Encoded_Product = le.fit_transform(dataset["train"]['Label'])
dataset["train"] = dataset["train"].remove_columns("Label").add_column("Label", Encoded_Product).cast(dataset["train"].features)
Encoded_Product = le.fit_transform(dataset["test"]['Label'])
dataset["test"] = dataset["test"].remove_columns("Label").add_column("Label", Encoded_Product).cast(dataset["test"].features)
Now we will initialise the SetFit model and sentence-transformers model.
from setfit import SetFitModel, SetFitTrainer
from sentence_transformers.losses import CosineSimilarityLoss
model_id = "sentence-transformers/all-mpnet-base-v2"

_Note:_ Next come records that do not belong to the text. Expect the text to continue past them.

PR #2622, opened 2023-10-17
[Buffer Manager] Add buffer pool class to control eviction using the VolatileRegions and the PersistenceManager

nikriek:
This PR add the buffer pool class. It implements the Second-Change FIFO eviction queue when the defined virtual memory limit is reached.


tjeyy:

PR #2640, opened 2024-04-20
Evaluate `COALESCE`

dey4ss:
This PR adds SQL's `COALESCE` as a function and evaluates it in the `ExpressionEvaluator`. `COALESCE` is short-hand for a `CASE` expression selecting non-`NULL` values.


resources/benchmark/tpcds/query_blacklist.cfg
```diff
@@ -85,7 +85,7 @@
 #81.sql
 #82.sql
 #83.sql
-84.sql
+#84.sql
```
Bouncner, line 88: Looking at the excel file right now: What about q40 and q76?

src/lib/sql/sql_translator.cpp
```diff
@@ -2108,6 +2108,34 @@ std::shared_ptr<AbstractExpression> SQLTranslator::_translate_hsql_expr(
...
+      //    WHEN (b IS NOT NULL) THEN b
+      //    ELSE c
+      // END
+      // TODO(anyone): Though we have not seen this in benchmarks, there is no reason to add COALESCE list arguments if
+      // the preceding argument is not nullable.
+      if (name == "COALESCE") {
+        AssertInput(expr.exprList && !expr.exprList->empty(), "COALESCE list must not be empty.");
+        auto case_expression = std::shared_ptr<AbstractExpression>{};
+
+        // Build CASE expression bottom-up, i.e,. in reverse fashion.
```
Bouncner, line 2123: ,.

Bouncner (commented):
Can we add a few SQLite tests?

resources/benchmark/tpcds/query_blacklist.cfg
Bouncner: Okay, 40 is a date cast and 76 has a union. I updated the DS query list.

src/lib/expression/expression_utils.cpp
```diff
@@ -171,7 +171,7 @@ std::string expression_descriptions(const std::vector<std::shared_ptr<AbstractEx
 
 DataType expression_common_type(const DataType lhs, const DataType rhs) {
   Assert(lhs != DataType::Null || rhs != DataType::Null, "Cannot deduce common type if both sides are NULL.");
-  Assert((lhs == DataType::String) == (rhs == DataType::String), "Strings only compatible with strings.");
+  Assert((lhs == DataType::String) == (rhs == DataType::String), "Strings are only compatible with strings.");
```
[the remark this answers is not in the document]
dey4ss: `Arguments of binary expressions must both be either strings or numeric.`?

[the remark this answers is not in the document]
Bouncner: Ack

resources/test_data/sqlite_testrunner_queries.sql
```diff
@@ -419,6 +419,16 @@ SELECT CASE WHEN id + 3.4 < 50 THEN 'Hello' WHEN id < 70 THEN 'World' ELSE 'Ciao
 SELECT CASE id + 10 WHEN 15 THEN a WHEN 26 THEN 'World' ELSE d END AS case_column FROM mixed;
 SELECT a, CASE WHEN a IS NULL THEN 1 ELSE 2 END FROM mixed_null GROUP BY a
 
+-- COALESCE
+SELECT COALESCE(d, '') d_not_null FROM mixed_null;
+SELECT COALESCE(b, -1) AS b_not_null, COALESCE(c, 0.0) c_not_null FROM mixed_null;
+SELECT COALESCE(b, 1-1) b_not_null, COALESCE(c, 3.0/-4.0) c_not_null FROM mixed_null;
+SELECT COALESCE(c, CAST(COALESCE(b, 0) AS FLOAT)) c_not_null FROM mixed_null;
+SELECT COALESCE(b, CAST(c AS INT), 0) b_not_null FROM mixed_null;
```
Bouncner, line 427: What about `COALESCE(NULL, c, NULL)` on a nullable column? Does it make sense to test it?

Bouncner (approved):
Just a tiny question. Good to go.

resources/test_data/sqlite_testrunner_queries.sql
dey4ss: Can add it, we just get `NULL` then. From the standard:
> d) `COALESCE (V1, V2)` is equivalent to the following `<case specification>`:
>  ```SQL
>  CASE
>    WHEN NOT V1 IS NULL THEN V1 
>    ELSE V2
>  END
>  ```
> e) `COALESCE (V1, V2, ..., Vn)`, for n ≥ 3, is equivalent to the following `<case specification>`:
>  ```SQL
>  CASE
>    WHEN NOT V1 IS NULL THEN V1 
>    ELSE COALESCE (V2, ..., Vn)
>  END
> ```
[SQL:2023-2, p. 251]

Thus, your example is equivalent to:
```SQL
CASE
  WHEN NULL IS NOT NULL THEN NULL  -- okay, not gonna happen
  WHEN c IS NOT NULL THEN c        
  ELSE NULL                        -- so just c
```
or simply `c`. Gonna add that case and also the standard excerpt.

Bouncner: Ah, good to know. I wasn't sure how to read SQLServer's description "At least one of the null values must be a typed NULL" (https://learn.microsoft.com/en-us/sql/t-sql/language-elements/coalesce-transact-sql?view=sql-server-ver16). No idea what "typed" means here ...

PR #2641, opened 2024-04-20
Add `ABS` function

dey4ss:
This PR adds `ABS` (absolute value) as a function and evaluates it.


Bouncner (commented):
Any idea how to get around the `CONCAT` vs. `||` issue with SQLite?

dey4ss:
> Any idea how to get around the `CONCAT` vs. `||` issue with SQLite?

I looked into the parser and `||` is actually implemented as binary concatenate operator. It's just not implemented in Hyrise. However, it should be easy to translate (sequences of) such operator expressions to `CONCAT` function expressions.

src/lib/expression/evaluation/expression_evaluator.cpp
```diff
@@ -805,21 +805,21 @@ std::shared_ptr<ExpressionResult<Result>> ExpressionEvaluator::_evaluate_functio
...
         return _evaluate_concatenate(expression.arguments);
       }
-
-      Fail("Function can only be evaluated to a string.");
+      Fail("CONCAT() can only be evaluated to a string.");
+    case FunctionType::Substring:
+      if constexpr (std::is_same_v<Result, pmr_string>) {
+        return _evaluate_substring(expression.arguments);
+      }
+      Fail("SUBSTR() can only be evaluated to a string.");
```
Bouncner, line 816: "To a string"? Rather "on a string"?

Bouncner (approved):
Tiny thing.

src/lib/expression/evaluation/expression_evaluator.cpp
dey4ss: Also had that first. Technically, we determine the data type from the expression to be evalauted, not from the input expression(s). But I guess we can live with that small impreciseness in favor of a nicer error message. The expressions should already have complained if they were to be used on non-strings.

src/lib/utils/assert.hpp
```diff
@@ -15,7 +15,7 @@
  * --> Use DebugAssert() whenever a certain invariant must hold, as in:
  *
  * int divide(int numerator, int denominator) {
- *   DebugAssert(denominator == 0, "Divisions by zero are not allowed");
+ *   DebugAssert(denominator != 0, "Divisions by zero are not allowed.");
```
Bouncner, line 18: 😂

PR #2648, opened 2024-05-26
Turn on scheduler and benchmark data caching in Console

dey4ss:
This PR adds a config option to use binary cached benchmark tables in hyriseConsole, which is turned on by default. Furthermore, I noticed that according to the documentation, the scheduler should be turned on per default, as well. This is also fixed.

Backgroung for this was that I demoed Hyrise using the console and noticed that data generation was always triggered and running on only one core.

### DIFF
--- a/src/benchmark/tpch_data_micro_benchmark.cpp
+++ b/src/benchmark/tpch_data_micro_benchmark.cpp
@@ -27,21 +27,17 @@ using namespace expression_functional;  // NOLINT(build/namespaces)
 
 class TableWrapper;
 
-// Defining the base fixture class
+// Defining the base fixture class.
 class TPCHDataMicroBenchmarkFixture : public MicroBenchmarkBasicFixture {
  public:
   void SetUp(::benchmark::State& state) override {
     auto& sm = Hyrise::get().storage_manager;
     const auto scale_factor = 10.0f;
-    const auto default_encoding = EncodingType::Dictionary;
-
     const auto benchmark_config = std::make_shared<BenchmarkConfig>();
-    // TODO(anyone): setup benchmark_config with the given default_encoding
-    // benchmark_config.encoding_config = EncodingConfig{SegmentEncodingSpec{default_encoding}};
 
     if (!sm.has_table("lineitem")) {
-      std::cout << "Generating TPC-H data set with scale factor " << scale_factor << " and " << default_encoding
-                << " encoding:\n";
+      std::cout << "Generating TPC-H data set with scale factor " << scale_factor << " and "
+                << benchmark_config->encoding_config.default_encoding_spec << " encoding:\n";
       TPCHTableGenerator(scale_factor, ClusteringConfiguration::None, benchmark_config).generate_and_store();
     }
 
--- a/src/benchmark/tpch_data_micro_benchmark.cpp
+++ b/src/benchmark/tpch_data_micro_benchmark.cpp
@@ -35,16 +35,14 @@ class TPCHDataMicroBenchmarkFixture : public MicroBenchmarkBasicFixture {
     const auto scale_factor = 10.0f;
     const auto default_encoding = EncodingType::Dictionary;
 
-    auto benchmark_config = BenchmarkConfig::get_default_config();
+    const auto benchmark_config = std::make_shared<BenchmarkConfig>();
     // TODO(anyone): setup benchmark_config with the given default_encoding
     // benchmark_config.encoding_config = EncodingConfig{SegmentEncodingSpec{default_encoding}};
 
     if (!sm.has_table("lineitem")) {
       std::cout << "Generating TPC-H data set with scale factor " << scale_factor << " and " << default_encoding
                 << " encoding:\n";
-      TPCHTableGenerator(scale_factor, ClusteringConfiguration::None,
-                         std::make_shared<BenchmarkConfig>(benchmark_config))
-          .generate_and_store();
+      TPCHTableGenerator(scale_factor, ClusteringConfiguration::None, benchmark_config).generate_and_store();
     }
 
     _table_wrapper_map = create_table_wrappers(sm);
--- a/src/benchmark/tpch_table_generator_benchmark.cpp
+++ b/src/benchmark/tpch_table_generator_benchmark.cpp
@@ -7,11 +7,11 @@
 namespace hyrise {
 
 /**
- * This benchmark can only be use as a starting point for investigating TPCHTableGenerator performance, since secondary
+ * This benchmark can only be used as a starting point for investigating TPCHTableGenerator performance, since secondary
  * invocations of 'TPCHTableGenerator(scale_factor, 1000).generate();' will profit from cached data in tpch-dbgen
  * @param state
  */
-static void BM_TPCHTableGenerator(benchmark::State& state) {  // NOLINT
+static void BM_TPCHTableGenerator(benchmark::State& state) {
   for (auto _ : state) {
     TPCHTableGenerator(0.5f, ClusteringConfiguration::None, ChunkOffset{1000}).generate_and_store();
     Hyrise::reset();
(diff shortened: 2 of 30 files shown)


src/benchmarklib/abstract_table_generator.cpp
```diff
@@ -348,10 +348,11 @@ void AbstractTableGenerator::generate_and_store() {
   Hyrise::get().set_scheduler(initial_scheduler);
 }
 
-std::shared_ptr<BenchmarkConfig> AbstractTableGenerator::create_benchmark_config_with_chunk_size(
-    ChunkOffset chunk_size) {
+std::shared_ptr<BenchmarkConfig> AbstractTableGenerator::create_benchmark_config_with_chunk_size(ChunkOffset chunk_size,
```
Bouncner, line 351: I don't like that change too much, given the name now only covers one of the two things that this function handles.
Also not a fan of default parameters.

But for  now, I don't have a better idea.

src/bin/console/console.cpp
```diff
@@ -896,6 +901,20 @@ int Console::_change_runtime_setting(const std::string& input) {
     return 0;
   }
 
+  if (property == "binary_caching") {
+    if (value == "on") {
+      _binary_caching = true;
+      out("Binary caching turned on\n");
```
Bouncner, line 907: Trailing period?

Bouncner (approved):
I am not big fan of the method name, but apart from that all good.

src/benchmarklib/abstract_table_generator.cpp
dey4ss: We could also not use the convencience constructors of the TableGenerators, but create the benchmark config in the console and call the regular constructors from there.

src/bin/console/console.cpp
Bouncner: Well, it's not a full sentence. Hmm ..

src/benchmarklib/abstract_table_generator.cpp
Bouncner: I guess I'd prefer that because this function is kind of strange anyways?!?

src/bin/console/console.cpp
dey4ss: So, what's your take? We are kinda inconsequent in the console.

src/benchmarklib/abstract_table_generator.cpp
dey4ss: I think that's because `BenchmarkConfig::get_default_config()` returns an object and not a shared ptr, which is almost always required, and that wrapper does that. Just searched the codebase and basically everywhere where `get_default_config()` is called, a shared ptr using the copy constructor is created afterwards.

src/bin/console/console.cpp
Bouncner: Without periods as those are not full sentences?

src/benchmarklib/abstract_table_generator.cpp
Bouncner: Change the interface then?

dey4ss: Also my first thought. But still, the following is not as easily possible w/o some utility wrapping the assignment of a custom chunk size:
https://github.com/hyrise/hyrise/blob/804f9ed10d7ee197868614287ec5403b3728c205/src/benchmarklib/tpch/tpch_table_generator.cpp#L129-L131

And apparently, we use at least TPCHTableGenerator's convenience constructor at multiple places. Removing the constructor could be one option. Then, a convenience creation method for a BenchmarkConfig could help to not write
```c++
const auto config = ...
config->chunk_size = chunk_size
...TableGenerator{..., config}.generate_and_store();
```
instead of
```c++
...TableGenerator{..., chunk_size}.generate_and_store();  // current way
```
or
```c++
...TableGenerator{..., BenchmarkConfig::with_chunk_size(chunk_size)}.generate_and_store();  // one option
```

Such a function could also be used by the table generators' convenience constructors if we do not want to modify their interfaces. And then we would have sth like:
```c++
// Returns shared_ptr instead of object.
std::shared_ptr<BenchmarkConfig> BenchmarkConfig::create_default_config() {
  return std::make_shared<BenchmarkConfig>(); 
}

// Naming tbd.
std::shared_ptr<BenchmarkConfig> BenchmarkConfig::with_chunk_size(const ChunkOffset chunk_size) {
  auto config = create_default_config();
  config->chunk_size = chunk_size;
  return config; 
}
```

Idk, what's your take on that?

Bouncner: I think the simplest solution would be my favorite. Having a few selected constructors for the benchmark config and use `make_shared` with these instead of having specialized functions in the abstract table generator.

But now that I see the result `...TableGenerator{..., std::make_shared<BenchmarkConfig>(chunk_size)}.generate_and_store();`, I guess I agree with your proposal of the convenience functions. But within the BenchmarkConfig itself and I would rather have overloads than named functions. What do you think?

dey4ss: Yeah, I guess overload constructors for `BenchmarkConfig` also sound viable.

dey4ss: I added overloaded constructors, and thus, got also rid of `BenchmarkConfig::get_default_config()`. @Bouncner do you wanna give it a look?

src/benchmark/tpch_data_micro_benchmark.cpp
```diff
@@ -35,16 +35,14 @@ class TPCHDataMicroBenchmarkFixture : public MicroBenchmarkBasicFixture {
     const auto scale_factor = 10.0f;
     const auto default_encoding = EncodingType::Dictionary;
 
-    auto benchmark_config = BenchmarkConfig::get_default_config();
+    const auto benchmark_config = std::make_shared<BenchmarkConfig>();
     // TODO(anyone): setup benchmark_config with the given default_encoding
     // benchmark_config.encoding_config = EncodingConfig{SegmentEncodingSpec{default_encoding}};
```
dey4ss, line 40: @Bouncner is this still relevant? AFAIK the default encoding spec is already used by the benchmark config.

Bouncner: Good question. Feel free to remove.

src/benchmark/tpch_table_generator_benchmark.cpp
```diff
@@ -7,11 +7,11 @@
 namespace hyrise {
 
 /**
- * This benchmark can only be use as a starting point for investigating TPCHTableGenerator performance, since secondary
+ * This benchmark can only be used as a starting point for investigating TPCHTableGenerator performance, since secondary
  * invocations of 'TPCHTableGenerator(scale_factor, 1000).generate();' will profit from cached data in tpch-dbgen
```
Bouncner, line 11: Trailing period?

src/bin/console/console.cpp
```diff
@@ -534,7 +541,9 @@ int Console::_generate_tpch(const std::string& args) {
   }
 
   out("Generating all TPCH tables (this might take a while) ...\n");
-  TPCHTableGenerator{scale_factor, ClusteringConfiguration::None, chunk_size}.generate_and_store();
+  const auto config = std::make_shared<BenchmarkConfig>(chunk_size);
```
Bouncner, line 544: What about a second constructor in BenchmarkConfig?

Bouncner: Or third ... taking chunk_size and bool for binary loading?

Bouncner (approved):
LGTM.

src/benchmark/tpch_data_micro_benchmark.cpp
dey4ss: Ah, it gets kind of clearer with the surrounding code:
https://github.com/hyrise/hyrise/blob/59e469fcdd16e941ebe241406ca9603bac8c1a07/src/benchmark/tpch_data_micro_benchmark.cpp#L36-L44

So it is basically just a helper here. We could either explicitly set the declared default spec via the member of `BenchmarkConfig` or just print the member of the default config. I'd just go for the second version, as someone who touches this and wants to try out a different encoding here should also easily find out how to do that.

Bouncner (approved):

PR #2650, opened 2024-06-12
Mini-PR: flush server start message

Bouncner:
This is a minimal PR that ensures that the server flushes the message "Server started at ..." when the server is starting.

We use this message in a couple of benchmarking scripts. The scripts wait for this message to be sure that the server has started. Without flushing, scripts sometimes wait forever.


dey4ss (approved):
If this solves waaiting issues, zünd. Do you have a concrete example?

We just changed using `std::endl` to `\n` recently due to clang-tidy suggestions that assumes the STLs' console outputs to be line-buffered. However, if that means we cannot rely on that, we might want to review that again.

PR #2658, opened 2024-08-29
Remove `AbstractCardinalityEstimator`

dey4ss:
As discussed, this PR removes the abstract super class of the `CardinalityEstimator`. The caching interface implemented in the abstract class mixes a lot of implementation details with the concrete implementation (e.g., that statistics are cached). As we will not have a different cardinality estimation implementation in the near future, we decided to remove the abstract interface.


src/lib/statistics/cardinality_estimator.hpp
```diff
@@ -31,23 +32,50 @@ class ValidateNode;
 class WindowNode;
 
 /**
- * Hyrise's default, statistics-based cardinality estimator.
+ * Hyrise's statistics-based cardinality estimator.
```
Bouncner, line 35: Since you gathered a lot of knowledge, is there something more we would to say here as part of the overview?

Something brief about caching, diamonds, "instances" etc.?

src/lib/statistics/cardinality_estimator.hpp
```diff
@@ -31,23 +32,50 @@ class ValidateNode;
...
+   * Promises to this CardinalityEstimator that it will only be used to estimate Cardinalities of plans that consist
+   * of the Vertices and Predicates in @param JoinGraph. This enables using the JoinGraphStatisticsCache during
+   * Cardinality estimation.
+   */
+  void guarantee_join_graph(const JoinGraph& join_graph);
+
+  /**
+   * For increased cardinality estimation performance:
+   * Promises to this CardinalityEstimator that it will only be used to estimate bottom-up
+   * constructed plans. That is, the Cost/Cardinality of a node, once constructed, never changes.
```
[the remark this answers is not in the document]
Bouncner: I think 1 example/counter example would be very helpful here. Or do we have that somewhere else?

Bouncner (approved):
Only tiny notes.

src/lib/optimizer/strategy/in_expression_rewrite_rule.hpp
```diff
@@ -44,9 +44,9 @@ class InExpressionRewriteRule : public AbstractRule {
  protected:
   void _apply_to_plan_without_subqueries(const std::shared_ptr<AbstractLQPNode>& lqp_root) const override;
 
-  std::shared_ptr<AbstractCardinalityEstimator> _cardinality_estimator() const;
+  std::shared_ptr<CardinalityEstimator> _cardinality_estimator() const;
 
-  mutable std::shared_ptr<AbstractCardinalityEstimator> _cardinality_estimator_internal;
+  mutable std::shared_ptr<CardinalityEstimator> _cardinality_estimator_internal;
```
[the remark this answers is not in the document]
dey4ss: We usually get a fresh instance when we use the estimator to ensure nothing will be cached. Does not make sense to have a member variable here though. Gonna remove it.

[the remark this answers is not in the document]
dey4ss: Wait, we don't even enable caching in this rule, that makes no sense at all.

src/lib/statistics/cardinality_estimator.hpp
dey4ss: Added some comments here.

src/lib/statistics/join_graph_statistics_cache.cpp
```diff
@@ -19,13 +19,13 @@
...
-  for (auto vertex_idx = size_t{0}; vertex_idx < join_graph.vertices.size(); ++vertex_idx) {
+  const auto vertex_count = join_graph.vertices.size();
+  auto vertex_indices = VertexIndexMap{vertex_count};
+  for (auto vertex_idx = size_t{0}; vertex_idx < vertex_count; ++vertex_idx) {
     vertex_indices.emplace(join_graph.vertices[vertex_idx], vertex_idx);
   }
 
-  PredicateIndexMap predicate_indices;
-
+  auto predicate_indices = PredicateIndexMap{};
```
Bouncner, line 28: Can' we reserve here as well?

src/lib/statistics/cardinality_estimator.hpp
```diff
@@ -61,17 +71,42 @@ class CardinalityEstimator {
...
+   *              |
+   *        PredicateNode A
+   *              |
+   *              | 100'000
+   *              |
+   *       StoredTableNode R
+   *
+   * First, we go top-down. As we already estimated nodes further up in the LQP, the statistics/cardinalities of the
+   * PredicateNodes have been cached. PredicateNode B yields a smaller cardinality even though it has a worse
+   * selectivity, and we would falsely move it below PredicateNode A.
```
Bouncner, line 106: I don't get it. :D
How does a wrong ordering relate to the cardinality estimation here? It's not clear how caching has an impact here.

Bouncner (commented):
Mini issue and one comment isn't clear to me yet.

src/lib/statistics/cardinality_estimator.hpp
```diff
@@ -32,7 +32,17 @@ class ValidateNode;
...
+ * Hyrise's statistics-based cardinality estimator. It mostly relies on histograms that are taken from the base tables
+ * and adapted (sliced, scaled) according to join and scan predicates along the query plan. The estimation process
+ * happens recursively.
+ *
+ * To increase estimation performance, we cache already estimated statistics for (sub-)plans that are guaranteed not to
+ * change anymore. This is beneficial if we call the CardinalityEstimator multiple times for the same LQP (e.g., during
+ * join ordering, predicate reordering, etc.).
+ * Even if we cannot cache statistics across multiple estimation invocations, we maintain a cache for a single call.
+ * This helps if we have diamonds in the query plan (e.g., after predicate splitup or with semi-join reductions).
+ * When allowing the CardinalityEstimator to use caching, it is best practice to get a fresh instance. Thus, the filled
```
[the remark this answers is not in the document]
dey4ss: True, the comment is older thasn the assert :D

src/lib/statistics/cardinality_estimator.hpp
dey4ss: To get estimate the statistics of a node, we must know the statistics of input nodes, so we recursively estimate them. With caching, we store all estimated statistics. That's it already. When going top-down, ALL statistics will be saved once we estimate the root node. When we want to reorder the predicates, we always get the statistics that were estimated in the original order (and not, as we would like to, directly on the node below the predicate chain).

src/lib/statistics/join_graph_statistics_cache.cpp
dey4ss: I thought the same, but I was not sure about the value to use. The index map is an `ExpressionUnorderedMap` that only depends on the predicates. `join_graph.edges.size()`, however, could be a rough estimation, so let's use that.

src/lib/statistics/join_graph_statistics_cache.cpp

model = SetFitModel.from_pretrained(model_id)
trainer = SetFitTrainer(
model=model,
train_dataset=dataset["train"],
eval_dataset=dataset["test"],
loss_class=CosineSimilarityLoss,
metric="accuracy",
batch_size=64,
num_iterations=20,
num_epochs=2,
column_mapping={"Text": "text", "Label": "label"}
)
Having initialized both models, now we call the training procedure.
trainer.train()
Once the training is completed for 2 epochs, we will evaluate the trained model on the eval_dataset.
trainer.evaluate()
Our trained model produced a peak accuracy of 87.5%.
While an accuracy of 87.5% might not typically be considered high, it's important to take into account that our model was trained with just 32 samples. Given the limited dataset size, achieving an 87.5% accuracy on the test dataset is actually quite impressive, indicating that the model performs admirably well under these circumstances.
SetFit also provides the capability for you to save the trained model to your local storage and subsequently load it from the disk for use in future predictions.
trainer.model._save_pretrained(save_directory="SetFit_ECommerce_Output/")
model = SetFitModel.from_pretrained("SetFit_ECommerce_Output/", local_files_only=True)
To make predictions on new data,
input = ["Campus Sutra Men's Sports Jersey T-Shirt Cool-Gear: Our Proprietary Moisture Management technology. Helps to absorb and evaporate sweat quickly. Keeps you Cool & Dry. Ultra-Fresh: Fabrics treated with Ultra-Fresh Antimicrobial Technology. Ultra-Fresh is a trademark of (TRA) Inc, Ontario, Canada. Keeps you odour free."]
output = model(input)
The predicted output is 1. The LabelEncoded value for the label is “Clothing $ Accessories“.
Therefore, our model demonstrates both accuracy and efficiency in contrast to traditional ML models, which require substantial training resources, including time and data, to become proficient.
After perusing this article, I believe you now possess a fundamental grasp of the concept of few-shot learning and how to apply it using SetFit. To gain a more profound comprehension, I strongly advise you to select a practical scenario, create a dataset, write code, and enjoy the learning process. Those who are intrigued may also explore Zero-shot Learning and One-shot Learning. Keep your learning journey going!